La plaza del Potro estaba llena de gente, algunos con hábitos, otros en traje de calle, todos cabizbajos, silenciosos, bajo el cielo estrellado. Menéndez, Torrillo y María se abrieron paso entre los congregados. Cerca de la entrada había un grupo de periodistas, tanto de diarios como de cadenas de televisión. Cuando entraron, destellaron flashes cegadores y les gritaron preguntas. Menéndez no hizo caso. Torrillo y María le siguieron.
Pasaron ante dos guardias uniformados que custodiaban la puerta y entraron en la oficina de la planta baja que habían abandonado tan sólo unas horas antes. Desde arriba llegaba el sonido de voces graves masculinas. Menéndez se encaminó hacia la escalera.
La oficina parecía empapada en sangre. Había en el suelo, charcos pegajosos de color rojo oscuro. Salpicaba las paredes. El aroma dulzón colgaba en el aire. Cinco policías estaban inspeccionando la habitación. María no reconoció a ninguno. Un hombre con una chaqueta de nilón blanca estaba examinando el cadáver. A primera vista, parecía una carcasa procedente de una carnicería.

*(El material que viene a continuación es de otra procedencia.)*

Issue #469, opened 2018-04-23
Node or edge is repositioned incorrectly after "offscreen" drop


bryfox:
[Desktop]

On the sociogram, if I drag a node & release the mouse button outside the window, then the node is positioned at its initial dragStart point. (Though if I leave the stage and come back, it's positioned near the exit point.)

If there are edges connected to it, then the edges remain 'connected' to an area where the node left the window.

![node-edge](https://user-images.githubusercontent.com/39674/39140166-c54dc460-46f1-11e8-880d-9cc3321010eb.png)

It's only a minor annoyance; any further click, drag, or navigation gets things rendering correctly again.

Expected behavior: either update the edge to follow the re-positioned node, or reposition the node at the window exit point.

(Note: an un-positioned node dropped offscreen is currently replaced on the upper-right stack of nodes, which does make sense, rather than moving to the window exit point.)

wwqrd:
This is an interesting one.

It seems like if you drag something offscreen, and then click the node that pinged back, it'll return to the exit point.

Might point to it being an artefact of rendering optimisations.

wwqrd:
Un-positioned nodes follow a different execution path in that they are "added when dropped", whereas dragged nodes are "updated as moved", so probably isn't crossover there.

rebeccamadsen:
Fixed in #689.

PR #689, opened 2018-09-27
Prevent node occlusion

### LINKED ISSUE #371: Node occlusion on the sociogram screen

rebeccamadsen:
Resolves #371 and #469. This adds the notion of a `DropObstacle`. Currently, the "reset" button, prompt, timeline, and node bucket on Sociogram are obstacles, meaning nothing can be dropped on those components. This also makes Sociogram full screen again. The off-screen node drops in #469 were resolved by adding a render on dragEnd.

Feedback welcome as always.

### DIFF
--- a/src/behaviours/DragAndDrop/DragPreview.js
+++ b/src/behaviours/DragAndDrop/DragPreview.js
@@ -22,6 +22,7 @@ export default class DraggablePreview {
     this.node.setAttribute('class', 'draggable-preview');
     this.x = -1000;
     this.y = -1000;
+    this.validMove = true;
 
     this.update();
 
@@ -55,11 +56,21 @@ export default class DraggablePreview {
 
   render() {
     this.node.setAttribute('style', styles(this.x, this.y));
+
+    if (this.validMove) {
+      this.node.setAttribute('class', 'draggable-preview');
+    } else {
+      this.node.setAttribute('class', 'draggable-preview node--inactive');
+    }
   }
 
   position(coords) {
     this.x = coords.x - this.center().x;
     this.y = coords.y - this.center().y;
+  }
+
+  setValidMove(valid) {
+    this.validMove = valid;
   }
 
   cleanup() {
--- a/src/behaviours/DragAndDrop/DropObstacle.js
+++ b/src/behaviours/DragAndDrop/DropObstacle.js
@@ -14,7 +14,7 @@ const dropObstacle = WrappedComponent =>
     static propTypes = {
       id: PropTypes.string.isRequired,
       accepts: PropTypes.func,
-      watchProps: PropTypes.arr,
+      watchProps: PropTypes.array,
     }
 
     static defaultProps = {
@@ -74,10 +74,11 @@ const dropObstacle = WrappedComponent =>
     }
 
     render() {
+      const { watchProps, ...rest } = this.props;
       return (
         <WrappedComponent
           ref={(component) => { this.component = component; }}
-          {...this.props}
+          {...rest}
         />
       );
     }
--- a/src/behaviours/DragAndDrop/DropObstacle.js
+++ b/src/behaviours/DragAndDrop/DropObstacle.js
@@ -1,0 +1,84 @@
+/* eslint-disable react/no-find-dom-node */
+
+import React, { Component } from 'react';
+import { findDOMNode } from 'react-dom';
+import PropTypes from 'prop-types';
+import { isEqual, pick } from 'lodash';
+
+import getAbsoluteBoundingRect from '../../utils/getAbsoluteBoundingRect';
+import { actionCreators as actions } from './reducer';
+import store from './store';
+
+const watchProps = ['width', 'height', 'x', 'y'];
+
+const propsChangedExcludingNodes = (nextProps, props) =>
+  !isEqual(pick(nextProps, watchProps), pick(props, watchProps));
+
+const dropObstacle = WrappedComponent =>
+  class DropObstacle extends Component {
+    static propTypes = {
+      id: PropTypes.string.isRequired,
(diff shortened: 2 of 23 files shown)


src/behaviours/DragAndDrop/reducer.js
```diff
@@ -95,6 +104,15 @@ const triggerDrop = (state, source) => {
     },
   });
 
+  filter(hits.targets, { willAccept: true })
+    .forEach((target) => {
+      target.onDragEnd(hits.source);
+    });
+
+  if (some(hits.obstacles, { isOver: true, willAccept: true })) {
```
bryfox: Is `willAccept` needed here? It seems like if a node is over an obstacle, then this should return.

If that check is removed, then can we also remove the `withHandlers({ accepts: () => () => true  })` composed props for the obstacles?

src/containers/ConcentricCircles/PromptObstacle.js
```diff
@@ -0,0 +1,38 @@
...
+PromptObstacle.propTypes = {
+  className: PropTypes.string,
+};
+
+PromptObstacle.defaultProps = {
+  className: '',
+};
+
+export default compose(
+  withBounds,
```
bryfox: Why is `withBounds` needed on these components? I don't see what's relying on the state it provides, but it seems very similar to the update logic in DropObstacle and DropTarget.

src/behaviours/DragAndDrop/reducer.js
rebeccamadsen: Interesting question. I was definitely modeling after DropTargets here; I thought we could potentially have a case where a DropObstacle doesn't matter in a certain situation. But we could always add an acceptance check back in if that arbitrary situation ever arises. All the obstacles block all drop actions right now anyway.

src/behaviours/DragAndDrop/DropObstacle.js
```diff
@@ -0,0 +1,80 @@
...
+
+import React, { Component } from 'react';
+import { findDOMNode } from 'react-dom';
+import PropTypes from 'prop-types';
+
+import getAbsoluteBoundingRect from '../../utils/getAbsoluteBoundingRect';
+import { actionCreators as actions } from './reducer';
+import store from './store';
+
+const maxFramesPerSecond = 10;
```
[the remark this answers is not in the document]
rebeccamadsen: That would probably make sense; I can do that!

src/containers/ConcentricCircles/PromptObstacle.js
rebeccamadsen: At one point I thought I needed it, but I don't think we actually do. I'll take that out. Thanks.

rebeccamadsen:
We could show an invalid state when over an obstacle, or we could show a valid state only over a valid drop area. My issue trying to implement the former idea is that moving from an invalid state outside the app (like dragging outside the app) shows a valid state while outside the app (because: no obstacles). Might be a little tricky workaround (outside the app becomes an obstacle/special case? But just on sociogram?). The latter idea works nicely on sociogram, but means the invalid state shows on other interfaces as well. If the invalid state is not obtrusive (lower opacity preview node?) that could be okay...but I'm not sure that's what we're looking for.

wwqrd:
Hmm, I wonder if we should 'lock' dragging to inside the window either way?

Could the obstacle check be part of the Monitor HOCs, and display of valid/invalid states left as a choice within the wrapped components?

jthrilly:
> I could see that, though the Preview may need some animation if you drag to the edge, and it "locks", but you enter the window elsewhere so the node preview "jumps" to the new location. Though animation may make it seem "lagging" if the node isn't right under the mouse when you enter the window again. If electron and mobile are meant to be full screen, this is probably just a browser edge case, though.

I think this sounds a little overly complex. 

> [#660 (comment)](https://github.com/codaco/Network-Canvas/pull/660#issuecomment-420601384) lists two other "ideal" UX behaviors: marking a node as being in invalid state while over an obstacle, and making the cloned node transition back to the last valid drop point. I'll let @jthrilly comment on those.

I would like to see the node enter the disabled state when hovering over an obstacle, if possible. Seems simple enough.

The animation back to the start drag point should also be practical, but I would settle for just cancelling the drop and leaving the node where it was (which is what currently happens).

rebeccamadsen:
Updated to show inactive state over an obstacle.

src/behaviours/DragAndDrop/DragPreview.js
```diff
@@ -55,13 +56,23 @@ export default class DraggablePreview {
 
   render() {
     this.node.setAttribute('style', styles(this.x, this.y));
+
+    if (this.validMove) {
+      this.node.setAttribute('class', 'draggable-preview');
+    } else {
+      this.node.setAttribute('class', 'draggable-preview node--inactive');
```
wwqrd: Should this be: `draggable-preview--obstacle` instead of `node--inactive`?

I know that we currently (and will probably always) only add this HOC to nodes, but it isn't intrinsically node specific.

rebeccamadsen: Good point. I can make that change in another branch since this one was merged already.

PR #691, opened 2018-09-27
Add null check for apiInfo

bryfox:
MDNS may send back announcements containing only information that we consider to be invalid.

This doesn't mean discovery has failed; additional (or previous) announcements may contain the needed information. Returning null here allows discovery to proceed.


rebeccamadsen:
Not sure how to test for this if it's a rare thing, but the fix looks reasonable to me!

PR #692, opened 2018-10-02
Fix large asset import on Cordova

### LINKED ISSUE #684: Cannot import protocols with large assets (Cordova)
Related to #681, but I don't yet know if the fix will be the same.

I'm unable to import the ~24MB development protocol on my iPad. From initial testing, it looks like the video is saved, so the download and extraction step shouldn't be the problem. But the behavior is the same as #681 on my device; after a wait, the app will reload.

bryfox:
Fixes #684. (Android & iOS.)

Test scenario:
1. Create a protocol package from the [development protocol source](https://github.com/codaco/Network-Canvas/tree/master/public/protocols/development.netcanvas)
    - Rename the protocol by changing the "name" property in protocol.json
    - Zip up contents & rename to *.netcanvas
2. Import this file to Server
3. Open NC in Android/iOS (actual device)
4. Pair with Server if needed
5. Import the created protocol
6. Wait

Expected: protocol is eventually imported successfully & displayed. Also note that (assuming you renamed the protocol in step 1) new sessions created from the imported protocol start quickly as expected.

Known issues:
- It's slow [on large assets]
  - Could be worth experimenting with increasing the buffer size to reduce write calls, but this increases memory use, so there would have to be some happy medium we derive from actual device testing.
  - Could theoretically rewrite zip extraction natively
  - Could be a good place for a [progress bar](https://github.com/codaco/Network-Canvas-UI/issues/66), and/or textual feedback like "Extracting {fileName.ext}..."
  - ...keeping in mind that importing is likely a relatively uncommon action?
- Implementation is hard to test. I stuck with the pattern of other filesystem functions, but would refactoring to a new class make sense now or in the future?

### DIFF
--- a/src/utils/__tests__/filesystem.test.js
+++ b/src/utils/__tests__/filesystem.test.js
@@ -2,7 +2,7 @@
 
 import environments from '../environments';
 import { getEnvironment } from '../Environment';
-import { getNestedPaths } from '../filesystem';
+import { getNestedPaths, writeStream } from '../filesystem';
 
 describe('filesystem', () => {
   describe('Cordova', () => {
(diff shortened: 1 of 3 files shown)


wwqrd:
Works for me on an iOS device.

> I stuck with the pattern of other filesystem functions, but would refactoring to a new class make sense now or in the future?

What would this look like? If we can separate out the platform implementations at the same time we could move to native zip too?

bryfox:
I'm not sure exactly what a refactor would look like; I was thinking extracting to a class & breaking it up to make some of the functions more testable. On the other hand, this is really just glue between JSZip and FileWriter, so despite function length, it might be easier to read/understand as it is? Integration tests would probably be more useful than unit tests anyway, but I don't know if we'll have that for cordova any time soon.

If the slowness is a problem, moving to native zip could be worth testing. I'd probably start with buffer size adjustments and compare that to native before starting on a new plugin.

bryfox:
I'd like to treat performance improvements mentioned here as a separate issue (whether part of the next release or not); a 25MB import is slow, but it was faster before mostly because it was crashing halfway through.

jthrilly:
Relates to #881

Menéndez se agachó sobre el cuerpo. Torrillo se puso a hablar con los policías que habían llegado antes. María se sentía dividida entre los dos, sin saber qué querían que hiciera. Después, se dio cuenta de que, para ellos, ahora era invisible. El asunto estaba adquiriendo nuevas proporciones. Su trabajo, el trabajo que se había propuesto, parecía cada vez más irrelevante. Se preguntó por qué Menéndez la había tolerado hasta el momento, si continuaría haciéndolo, qué pasaría si dejaba de ser útil. Cuando la respuesta llegó, casi automáticamente, ella se acercó a Menéndez y al patólogo, que estaban examinando los restos mortales de Miguel Castañeda.
El patólogo llevaba guantes de plástico blancos, ahora cubiertos de sangre, y estaba acuclillado sobre el cuerpo como si lo estuviera atendiendo.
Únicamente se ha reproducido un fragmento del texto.